= Moshe Mayer =

Romanian-Israeli architect, real estate developer and businessman (1909 - 1993)

Moshe Mayer (משה מאיר; October 25, 1909 - September 23, 1993) was a Romanian-Israeli architect, real estate developer and businessman. He was noted especially for his luxury hotels, including the Ducor Intercontinental Hotel in Monrovia (1960) and the Hotel Ivoire in Abidjan (1963) and his skyscrapers and residential palaces in Tel Aviv and other cities. His achievements in real estate and hotels in the 1960s saw him hailed by Haaretz as "man of the year" in 1970. They said of him, "The State of Israel is too small for Moshe Mayer. He is constructing housing, skyscrapers and luxury hotels, and building rivieras and presidential palaces.
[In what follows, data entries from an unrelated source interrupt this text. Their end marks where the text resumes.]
PR #1281, opened 2023-10-25
WIP: Address false posivite non-determinism errors during replay

taylanisikdemir:
**What changed?**
TODO

**Why?**

**How did you test it?**

**Potential risks**


internal/internal_task_handlers.go
```diff
@@ -830,6 +852,19 @@ process_Workflow_Loop:
 	return response, err
 }
 
+// ProcessWorkflowTask processes the given workflow which includes
+// - fetching, reordering and replaying historical decision events. (Decision events in this context is an umbrella term for workflow relevant events)
+// - state machine is incrementally built with every decision.
+// - state machine makes sure that when a workflow restarts for some reason same activities (or timers etc.) are not called again and previous result state is loaded into memory
+//
+// Note about Replay tests mode:
```
taylanisikdemir, line 860: @Groxx / @agautam478 This PR is not fully ready to be reviewed but requesting early feedback from you two. 
I feel like the false positives are mostly handled with this fix and `make test` is passing. Not sure how much I should trust on the test coverage yet :) We can also have a quick call tomorrow to discuss if that works.

agautam478: the tests are not reliable indicators of the changes especially in Replay tests. Yes, let's get on a call.

internal/internal_task_handlers.go
```diff
@@ -260,6 +260,28 @@ func isDecisionEvent(eventType s.EventType) bool {
 	}
 }
 
+// isDecisionEventForReplay is different from isDecisionEvent because during replays
+// we want to intentionally ignore workflow complete/fail/cancel/continueasnew events so that
+// decision tree replays matches with the workflow processing respond tasks
+func isDecisionEventForReplay(eventType s.EventType) bool {
```
agautam478, line 266: I has tried something similar a while ago (a bit crude in comparison) but then dropped it because it was messing up the normal task processing and history replay. Are the integration tests passing for you?

internal/internal_task_handlers.go
taylanisikdemir: scheduled for tomorrow

internal/internal_task_handlers.go
```diff
@@ -904,7 +946,11 @@ ProcessEvents:
...
 				return nil, err
 			}
-			if w.isWorkflowCompleted {
+
+			// Break the event processing loop if the workflow is completed except in replay mode.
+			// In replay mode we check for nondeterminism cases and
+			// breaking the loop causes missing events in respondEvents which then causes false positives or false negatives.
+			if w.isWorkflowCompleted && !isInReplay {
 				break ProcessEvents
 			}
```
Groxx, line 955: to stick my initial feelings in here, which **have not been confirmed** and could be totally off:
I _suspect_ this is what's actually passing the tests, not the other changes.  This will mean that after the workflow-func returns, the loop continues _and gets more tasks_ and that does... something.  But it seems fairly likely that it'll lead to a different set of events -> successful non-determinism check.

Which can pretty clearly catch some things, but I suspect it's not actually _correct_ and it'll misbehave in other cases that we may not have tests for.

The "do not compare end requests" change is particularly suspect here IMO, as it feels backwards: we _very much_ care if the end event sequences differ, but this change is filtering them out so we can't tell.

So: interesting!  I'm genuinely surprised this was so simple and passed all tests.  That might imply it's more correct than I think it is... but I have moderately strong doubts at the moment.

taylanisikdemir: I added comments in various places to explain what is happening because this essentially has dependency on everything happening underneath in client code. Hope the comments help a little bit to clarify things. 

In summary, this change was needed because `w.isWorkflowCompleted` becomes true while there's still stuff to do in the history such as other activities to schedule/complete. So in replay mode we shouldn't break the loop early. Without looking at remaining events it's impossible to know if there's non-determinism issues. 
On top of this change I also had to change the `isDecisionEvent` for replays because the `WorkflowExecutionCompleted` (and other workflow end state events) should be ignored. Otherwise you end up with an extra event inside `respondEvents`. Previously this wasn't an issue because loop terminated before it ever got to the final event in the history :)

internal/internal_task_handlers.go
taylanisikdemir: Tests are passing now.

test/replaytests/replay_test.go
```diff
@@ -73,6 +73,7 @@ func TestGreetingsWorkflow(t *testing.T) {
 }
 
 // Should have failed but passed. Maybe, because the result recorded in history still matches the return type of the workflow.
+// TODO(remove comment): Debug why is this still missed
```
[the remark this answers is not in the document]
taylanisikdemir: I debugged all the test cases and added explanations to what is happening. Also validating what type of nondeterminism error it is

internal/internal_task_handlers.go
Groxx: > There's never a corresponding replay decision for `WorkflowExecutionCompleted`

Ah, yeah, good point - that does make the filtering-out make a bit more sense.

the linked [ref](https://github.com/uber-go/cadence-client/blob/1fed70036ff0018915a4d35fba9104c5752d6c7d/internal/internal_event_handlers.go#L811) there though is something else entirely.  that means that when we get a pre-recorded "complete" event, it doesn't trigger any progress in the workflow func... because it shouldn't, it should have already returned when handling the same decision task.

taylanisikdemir: The linked ref is relevant in the replay scenario. It points that event handler doesn't do anything for `WorkflowExecutionCompleted` and the loop is not able to grab something [here](https://github.com/uber-go/cadence-client/blob/25c0a0996205e4b35b3fa763ea29a44b4365f3d8/internal/internal_task_handlers.go#L976) to append to `replayDecisions`. Therefore [this comparison](https://github.com/uber-go/cadence-client/blob/25c0a0996205e4b35b3fa763ea29a44b4365f3d8/internal/internal_task_handlers.go#L993) fails unless I use the new `isDecisionTaskForReplay`

Groxx: gonna have to dig into this a bit more closely 🤔 
there's a lot of blending of "history has done X" and "replay has done Y" in that, and I'm not sure if this would be a reasonable addition or not.  or if it would be more accurately modeled by e.g. having a state machine for the workflow as a whole (probably just completed -> sent)...

test/replaytests/replay_test.go
```diff
@@ -81,92 +84,110 @@ func TestGreetingsWorkflow3(t *testing.T) {
...
-
 	err := replayer.ReplayWorkflowHistoryFromJSONFile(zaptest.NewLogger(t), "branch2.json")
-	require.NoError(t, err)
+	assert.ErrorContains(t, err, "nondeterministic workflow: missing replay decision")
+}
+
+// Runs a history which ends with WorkflowExecutionContinuedAsNew. Replay fails because of the additional checks done
+// for continue as new case by replayWorkflowHistory().
+// This should not have any error because it's a valid continue as new case.
+func TestContinueAsNew(t *testing.T) {
```
taylanisikdemir, line 188: this case will be handled in a follow up PR

internal/internal_activity.go
```diff
@@ -432,6 +432,10 @@ func deSerializeFunctionResult(f interface{}, result []byte, to interface{}, dat
 	}
 
 	// For everything we return result.
+	// Code reaches here for 2 cases:
+	// 	1. activity is executed by name (not the func pointer) and it wasn't registered
+	// 	2. activity is executed by func pointer and the signature indicates it doesn't/can't return data.
+	//		for example it only has one return parameter (which can only be be error).
 	return decodeArg(dataConverter, result, to)
 }
```
Groxx, line 440: Huh.  On closer look, this whole chain of code is pretty strange:
- `deSerializeFunctionResult` is only called if `result` is non-nil
- `deSerializeFnResultFromFnType` is only called by this func, and it does nothing if `result` is nil
- none of this needs the _registered func type_ at all:
  - if everything agrees, the type does nothing to contribute to the behavior
  - if there if there is data + an out param + the registered activity _does not_ return data, the earlier code silently does nothing (the data exists but is inaccessible)
  - if it's _not_ registered, it falls back to just decoding directly, which is what `deSerializeFnResultFromFnType` does anyway

... I think `deSerializeFunctionResult` might be more-correctly replaced with just a call to `decodeArg` instead.

test/replaytests/replay_test.go
Groxx: yea, replayer shouldn't care.  _shadower_ might, but that's completely different.

separately, now that I look at this... it feels strange that it doesn't return `future, err`.  replaying to get the result (from code) seems entirely reasonable, no need to only return error...

test/replaytests/choice.json
```diff
@@ -176,7 +176,34 @@
...
+      "identity": "82203@agautam-NV709R969P@choiceGroup@41d230ae-253a-4d01-9079-322ef05c09fb",
+      "requestId": "ae2aad96-6588-4359-807b-a39a16f0896a",
+      "attempt": 0,
+      "lastFailureReason": ""
+    }
+  },
+  {
+    "eventId": 13,
+    "timestamp": 1679427717321780255,
+    "eventType": "ActivityTaskCompleted",
```
Groxx, line 194: why add the completed event?

though reading more of this file: I don't think this is a real history... "completed" implies "ended normally, i.e. by returning" but we don't create activity-task-scheduled events for activities executed during the final decision (since their result cannot be observed)...

test/replaytests/continue_as_new_wf.go
```diff
@@ -0,0 +1,26 @@
...
+			workflow.GetLogger(ctx).Info("Received age signalResult from signal!", zap.String("signal", signalName), zap.String("value", signalResult))
+		})
+		workflow.GetLogger(ctx).Info("Waiting for signal on channel.. " + signalName)
+		// Wait for signal
+		selector.Select(ctx)
+		if signalResult == "kill" {
+			return nil
+		}
+	}
+}
```
Groxx, line 26: since the only history this is running on is the `continue_as_new.json`, this could be just
```go
func ContinueAsNewWorkflow(ctx workflow.Context) error {
	return workflow.GetSignalChannel(ctx, "unused").Receive(ctx, nil)
}
```
and it would be exactly equivalent.

agautam478: afaik, continue ask new cases fail for only those scenarios where a workflow was marked continue as new and then the history has nothing after continue as new decision. 
This looks like an attempt to cover the edge case where sometimes the workflow continues as new after receiving a signal. the continue as new case has been pretty inconsistent to begin with.

I would say let's keep the original behavior here to preserve the original scenario where we first observed this bug.

Groxx: there's no signal in the history though, so it can't be a "received one, did not receive a second" kind of test.  anything that waits forever without recording an event should be equivalent (signal chan, regular chan, waitgroup, etc all would work)

internal/internal_task_handlers.go
```diff
@@ -262,6 +262,28 @@ func isDecisionEvent(eventType s.EventType) bool {
...
+		s.EventTypeMarkerRecorded,
+		s.EventTypeStartChildWorkflowExecutionInitiated,
+		s.EventTypeRequestCancelExternalWorkflowExecutionInitiated,
+		s.EventTypeSignalExternalWorkflowExecutionInitiated,
+		s.EventTypeUpsertWorkflowSearchAttributes:
+		return true
+	default:
+		return false
+	}
+}
```
Groxx, line 285: To stick a comment in here from chats a while back, for visibility:
I _generally like_ this approach and I think it stands a pretty good chance of being an improvement...

... but I'm not (yet) confident that it's _correct_, nor that it doesn't worsen other scenarios.  It's a pretty substantial change despite how small it is.  From vague memory of my last attempt to verify, I ended up with more concerns than I started with, but no real evidence in either direction :\

It may be fine even if it does introduce new flaws, it's definitely not perfect now, but we need to have an informed decision.  And we now have a LOT more internal replay-shadow-tests (compared to when this was first made) that we can run to discover what has changed - if it finds nothing but improvements against our fairly wide range of behavior in those tests, that will probably be good enough.
I just _definitely_ do not trust our test suite here to _prove correctness_, they don't even use like half of our features nor do they use them in complicated ways.  Issues they find are plenty useful, but they're very strange in a lot of ways and that makes them very very far from evidence of correctness.

---

So tl;dr: it just has to be sufficiently-validated or fully understood/described.
We've done some validation (thanks @agautam478 !) but we need to do a bit more, and none of the tests here seem like particularly strong evidence for _what changed_ so I need to dig back in and try to reason about it more carefully.

test/replaytests/choice.json
taylanisikdemir: it wasn't a realistic history because it's missing the final decision task scheduled->started->completed events. I'm not quite getting why adding the activity completion looks invalid if that's what you meant

internal/internal_task_handlers.go
taylanisikdemir: All sounds good to me. At the time I looked into these false positives I focused on a subset of the potential scenarios. I'm not super confident this is completely safe change even though it looks like it is. Finding more scenarios and adding them as test cases should be next step as discussed offline. Due to other priorities I'm handing this over to you and @agautam478.

internal/internal_activity.go
taylanisikdemir: TBH I need to re-debug this to remember how I ended up finding those 2 cases. Maybe I meant to add this somewhere else. From the code in this function it seems 2 is not possible.

test/replaytests/choice.json
Groxx: well, there are only 2 ways workflows can end:
- return normally from the code (success or error)
- cut off externally due to timeout/termination/etc

and everything that affects ^ this occurs in transactions (no interleaving between these):
- a decision and all its operations go in as one chunk
- an external event *that the workflow can observe* goes in with the event and a decision-task-schedule to process it
- an external event that *cannot* be observed just gets appended
- cutoffs write one event and then end

---

in this history we originally had:
- decision task schedule->start->complete
- activity scheduled
- workflow complete
  - a normal one, which means it returned, which means this was the result of the most-recent decision task.

^ this is possible because, unlike child workflows, we don't "prune" activity-scheduled-s that are created in the final decision task.  (we should consider doing that tbh, or keeping both for easier troubleshooting)

So in this final decision task, we executed one activity, did not wait on it, and returned immediately.  Code like this would result in that:
```go
func work(ctx workflow.Context) error {
  // ...
  workflow.ExecuteActivity(ctx, "ignored") // non-blocking
  return nil
}
```

---

As of the current PR, we have this sequence:
- decision task schedule->start->complete
- activity scheduled
- activity started
- activity complete
- workflow complete (still normal)

which is not possible.

it would mean we blocked after scheduling (this is necessary to submit it to the server, which is a necessary prerequisite to the activity starting)... which is fine because `workflow.ExecuteActivity(...).Get(..)` would end the batch at "scheduled".

_however_.

after that, asynchronously, the activity was started (this can be an isolated event because it's not observable, that's fine), and then completed (this requires both complete and decision-task-scheduled because it _is_ observable, so already it's wrong), and then _also_ the workflow function returned on its own _without a decision task_ to learn about that result.

The only possible outcomes that include an activity that was started are things like either:
- activity started -> activity completed -> decision scheduled -> started -> completed -> workflow completed
- activity started -> workflow cut off externally (timeout, terminate) without a decision task

because "activity completed -> workflow completed" would be splitting the transaction that "activity completed" is involved in.

Groxx: tbh I'm kinda surprised it didn't panic with an illegal transition. But it would be an easy check to miss in the state machine too (particularly because it's more "a collection of many sub-state-machines" rather than enforcing rules in the spaces between them)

For over 20 years he has been hopping to and fro ... spending most of his time in airplanes or at his Geneva headquarters." By 1967 he was the wealthiest man in Israel and became Chairman of Mafit Trust Corporation Ltd. of Geneva, Switzerland. Due to his extreme wealth he amassed an extensive valuable art collection including many van Gogh originals which he left to the Tel Aviv Museum of Art before he died in September 1993 in Tel Aviv where he had lived for much of his life.